Simple (not to me!) probability problem

It’s been a LONG time since probability class, and I’m struggling with this this morning.

You have a bag with 1000 balls in it. Of those, 250 are red, 750 are black.
If you pick one ball, the probability is .25 that it will be red.

If you pick two balls, the probability is roughly .25 *.25 = .0625 that they BOTH will be red.

But, if you choose two balls, what is the probability that at least ONE of them will be red?

Part of me says it’s .25 +.25 = .5, but that doesn’t seem right because it implies that if I choose 4 balls, the odds of one being red is approaching 1.

To find the probability that at least one of them is red just calculate the posibility that both are black and subtract from 1.

1 - (0.75*0.75) = 0.4375

To get the probablithy that exactly 1 is red subtract the chances of both being red from the above.

0.4375 - (0.25*0.25) = 0.375

The above is rough as the odds will change slightly after you’ve removed a ball.

Thanks, that sounds better!

And why is this very important to understand?

Say we are talking about two sports teams, team RED and team BLACK.

And BLACK wins 3 out of four games between them.

But still in a two game series RED will win at least one game nearly half the time.

Assuming the two teams are evenly matched, yes. But that’s not a valid assumption when it comes to sports.

While I understand the point your making, a better example is if you flip 3 heads in a row, the the probability of flipping a head on the 4th toss is still .5.

Not really.

The point I am making is that, even if the teams are far from evenly matched there is no guarantee that the better team will finish on top over a short series of competitions.

Most people fail to see this and invoke nonsense theories.

Turek, ColdPhoenix’ analysis is of course correct.

What’s wrong with your .25 + .25 = .5 analysis is that you double-counted some outcomes : .25 that ball *one *is red already counts outcomes where ball *two *is red as well as black, and counting .25 that ball two is red counts *all *outcomes where ball two is red.

In other words, you double-counted the outcomes where both balls are red.

So your analysis requires subtracting that probability - which is 1/4 *1/4 = .0625.

.25 + .25 - .0625 = .4375. :cool:

It seems like there are 4 possibilities if you pick 4 balls. Both red, both black, first red second black, first black second red. In three of those cases you have at least one red ball. So 75%? But why do I have the feeling I am missing something?

Your calculation assumes the probabilities of picking red or black ball on any pull are the same, which they aren’t in the OP (three times as many black as red balls).

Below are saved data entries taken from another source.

PR #172, opened 2021-07-05
Gas estimation module

Agusx1211:
- Estimate gas usage using `eth_call` and overwrites
- Use docker geth instance for testing
- Compute gas usage of transactions in batch by measuring delta between partial estimations
- Support nested Sequence wallets up to a depth of 1 (assumes 2/3 config for the child sequence wallets)
- Account for calldata and base cost

### DIFF
--- a/packages/estimator/src/overwriter-sequence-estimator.ts
+++ b/packages/estimator/src/overwriter-sequence-estimator.ts
@@ -1,22 +1,92 @@
 import { WalletContext } from '@0xsequence/network'
-import { WalletConfig, addressOf } from '@0xsequence/config'
-import { Transaction } from '@0xsequence/transactions'
+import { WalletConfig, addressOf, encodeSignature } from '@0xsequence/config'
+import { readSequenceNonce, Transaction } from '@0xsequence/transactions'
 import { OverwriterEstimator } from './overwriter-estimator'
+import { Interface } from 'ethers/lib/utils'
+import { walletContracts } from '@0xsequence/abi'
+import { ethers } from 'ethers'
 
 export class OverwriterSequenceEstimator {
   constructor(public estimator: OverwriterEstimator) {}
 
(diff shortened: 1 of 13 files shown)


packages/estimator/src/overwriter-sequence-estimator.ts
```diff
@@ -0,0 +1,111 @@
...
+      ...s,
+      index: i,
+      isEOA: ethers.utils.arrayify(await this.estimator.provider.getCode(s.address)).length === 0
+    })))
+
+    // Define designated signers
+    let weightSum = 0
+
+    const definedSigners = signers
+      .sort((a, b) => !a.isEOA && b.isEOA ? -1 : 0) // Contract signers sign first
```
PhABC, line 31: I think we should sort by weight as well, so we get the worst case scenario for # of signers required. E.g. imagine we have weights like `[1, 1, 1, 1, 1, 5]` and the threshold is `5`. If the last wallet is the first to be evaluated, then the threshold will be met with a single signature, but possible it could take 5 signers.

attente: Thinking about it, I think the greedy solution doesn't actually work here, although it makes a good first heuristic. Imagine that the first signer of weight 5 is a sequence wallet that requires 100 out of 100 EOA signers. Then the worst case scenario is actually the one dynamic signature here.

PhABC: So you are saying we are doomed

PhABC: The "only" way would be to fetch the config from the logs for every non-EOA signers. Perhaps it wouldn't be too bad because 1. it would simplify the code and 2. it should be rare and most users will mainly have EOAs as signers.

attente: I think this is something like a knapsack problem with a dynamic programming solution if you want to get the worst case scenario for a wallet. But yes, let's just assume the config is always simple for now with just one guard signature being the only non-EOA signer.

Thank you! I guess I was confusing it with the four kids, what’s the probability one is a girl question.

That is basically right though.

There are four possibilties:

RR
RB
BR
BB

and the chances are

.25 * .25 = .0625
.25 * .75 = .1875
.75 * .25 = .1875
.75 * .75 = .5625

Though of course, it isn’t actually that difficult to arrive at the exact probabilty, as opposed to a good approximattion:

(250/1000 * 249/999) + (250/1000 * 750/999) + (750/1000 * 250/999) =

1- (750/1000 * 749/999) =

437250/999000 =

4.37̅6̅8̅

Are you putting the first ball back before you pick the second one? If you are, you’re right; otherwise, you have to account for the fact you have on fewer red ball and one fewer ball total.

Anyway, you’re looking at a hypergeometric distribution there and we know lots and lots about them.

No, I’m not putting the first ball back, which is why I said “roughly” .25 * .25.

This is my favorite probability error. Similarly, if I buy a lottery ticket, either it will win or it won’t win: 50/50 chance.

If only!

I often would represent it to my students this way: say I’m in a boxing match with Mike Tyson. One of us will win, right? Therefore, I have a 50% chance of winning, right?

Most of them already know what when I say something, and then say, “Right?” I purposefully was wrong and I’m hoping they’ll figure out the mistake.

Which is why I always buy two, to cover my bases.

One thing not specified in the OP is whether the picks are with replacement or without replacement. That is, after you pick the first ball, do you put it back in and randomize the bag before picking out the second ball? Or do you leave the first ball out when you reach in to pick a second ball?

Also, one of the ways you can analyze the problem is to calculate the probability that both balls will be black, and then subtract that from 1 to calculate the probability that at least won’t be black; i.e., that one ball will be red.

E.g., in the first scenario you’ve got a 750/1000 chance each time to pick a black ball, and 1 - 0.75 * 0.75 = 0.4375, just as ColdPhoenix said. In the second scenario, the probability is 1 - 750/1000 * 749/999 = 0.437̅6̅8̅, like These are my own pants said.

I didn’t specify the replacement scheme in the OP, but I did specify a few posts later. :slight_smile:

The actual, real life scenario is this: My wife and I are going to a reading by a famous author. For buying a ticket, you get to attend the reading and you get a copy of the book. 1000 tickets were sold. Randomly mixed into the 1000 books being distributed are 250 signed copies. I was trying to figure out the probability of us getting at least one signed copy.